**DATA SUPPLIED:**
:::

Issue #6339, opened 2022-04-24
Pelangi lasts until end of run, not end of encounter


nishadham:
Pelangi's card text says it should last until end of encounter, but J.net makes it last until end of run. Issues with multiple encounters per run e.g. Ganked!, Letheia Nisei... 
<img width="431" alt="Screenshot 2022-04-24 at 14 55 19" src="https://user-images.githubusercontent.com/58484015/164979938-448af9e0-e0a0-4cca-9355-d063b40c27fa.png">

francescopellegrini:
Fixed by #6364

PR #6364, opened 2022-05-14
Bulk bugfixes 3

NBKelly:
Another batch of fixes.
* Flame out only creates on trigger now/doesn't quash other triggers that are applied to flame out
* Pelangi last for the encounter instead of the whole run
* Bioroid break, f2p and negotiator now require the runner is encountering them for their abilities to be used (so you can't use any random bioroid ability to break whatever ice you're encountering)
* The second subroutine on shiro now has a label


NBKelly:
Closes #6339 (I got the wrong one in the commit message, but it also gets closed)

Issue #6237, opened 2022-01-29
Baba Yaga is copying restrictions on cards (e.g. Passport)


lostgeek:
Situation: Baba Yaga with a hosted Passport.
Expected Behaviour: The copied ability from Passport on Baba Yaga can be used to break ice on remotes.
Actual Behaviour: The ability only works on centrals.

Since we copy over the entire ability, we also copy the `:req` condition that is used to implement the central-only restriction on Passport. A potential solution might look like this (coming from discussions with Noah):

- Add a constant-ability function in the card `:cannot-use-ability`
- Add a constant ability check in `play-ability` like `(not (any-constant-ability? ... :cannot-use-ability))`
- Remove `:req` from any card using it for this reason and convert it into a constant ability.
- Check in the diff generation for how "usable" cards were communicated and adjust it as necessary

NBKelly:
Note to myself for later: Since there's only a tiny number of relevant cards, it might be reasonable to have the `req` fns for these cards assert their card name for the restrictions.

PR #6366, opened 2022-05-20
WIP/proof of concept - Cannot use ability

NBKelly:
See #6237 - A flat 'cannot-use-ability' applying to the whole card didn't seem reasonable, because you should be able to use abilities on the cards that aren't interfacing (ie you can boost strength while running remotes if you needed to tank your credits, or spend credits for net mercur). We can't put the `cannot-use-ability` fn in the ability itself either, because then it gets copied by baba yaga (or maybe yaga should strip that?).

I found a sort of compromise was placing the :cannot-use-ability key in the card, and referring to it in the :req function of the ability, like:
`
:req (req (not (:cannot-use-ability ...)))
`
This means that cards which copy the abilities will end up getting nil when trying to call that, which should always be true. 

Maybe a better option would be actually putting a specific key in with the card, like:

`
:cannot-use-ability {:central-breaker (req ...)}
`

### DIFF
--- a/src/clj/game/cards/programs.clj
+++ b/src/clj/game/cards/programs.clj
@@ -232,11 +232,29 @@
   (Central suite: Alias, Breach, Passport)"
   [break pump]
   (auto-icebreaker
-    {:abilities [(break-sub (:break-cost break) (:break break) (:breaks break)
-                            {:req (req (and (#{:hq :rd :archives} (target-server run))
-                                            (<= (get-strength current-ice) (get-strength card))
-                                            (has-subtype? current-ice (:breaks break))))})
-                 pump]}))
+   {:cannot-use-ability (req
+                         ;(system-msg state side (str "cannot-use check"))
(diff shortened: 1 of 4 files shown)


NoahTheDuke:
Sorry I've not reviewed this yet. I think this can be accomplished with a `:constant-effects`. I have a branch that changes what we pass to `get-effects` and the like to make this easier. The goal is that you could write the effect like `:req (req (and (same-card? card (:icebreaker context)) (protecting-central? (:ice context))))`, and then the interface abilities can be freely copied.

NoahTheDuke:
Any updates on this?

NoahTheDuke:
Looks like I mentioned a branch, I don't think I ever pushed that branch or fully developed it, I'll try to get to that at some point.

NoahTheDuke:
This is a good idea but it should be possible to track through the existing `:static-abilities`. Closing for inactivity and a potentially better solution.

PR #6398, opened 2022-06-21
Behaviour for refusing to access a card

### LINKED ISSUE #6392: Aeneas Informant gives a credit in Gagarin even when runner doesn't pay to access
Set Aeneas Informant to autoresolve
Run Gagarin remote
Don't pay to access the remote (it was Overseer Matrix and rezzed before access)
Aeneas gives a credit

NBKelly:
Previously, refusing to access a card (ie with gag) would still call "access-end" with that card as an argument.

This enabled maw and aeneas informant to work on gag cards that were not accessed (and also incremented cards accessed, enabled 'accessed but not stolen/trashed' etc conditions, and so on).

The simple fix is to just not to trigger these events when we don't access the card.

Closes #6392

### DIFF
--- a/src/clj/game/core/access.clj
+++ b/src/clj/game/core/access.clj
@@ -358,6 +358,12 @@
   [state side]
   (merge-costs (get-in @state [:bonus :access-cost])))
 
+(defn- refused-access-cost
+  "The runner refused to pay (or could not pay) to access"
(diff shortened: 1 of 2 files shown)


NoahTheDuke:
Looks great, thanks for solving this.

:::

I need every line of the material that includes "Gagarin", so please copy them out.

**OUTPUT BELOW:**
### LINKED ISSUE #6392: Aeneas Informant gives a credit in Gagarin even when runner doesn't pay to access
Run Gagarin remote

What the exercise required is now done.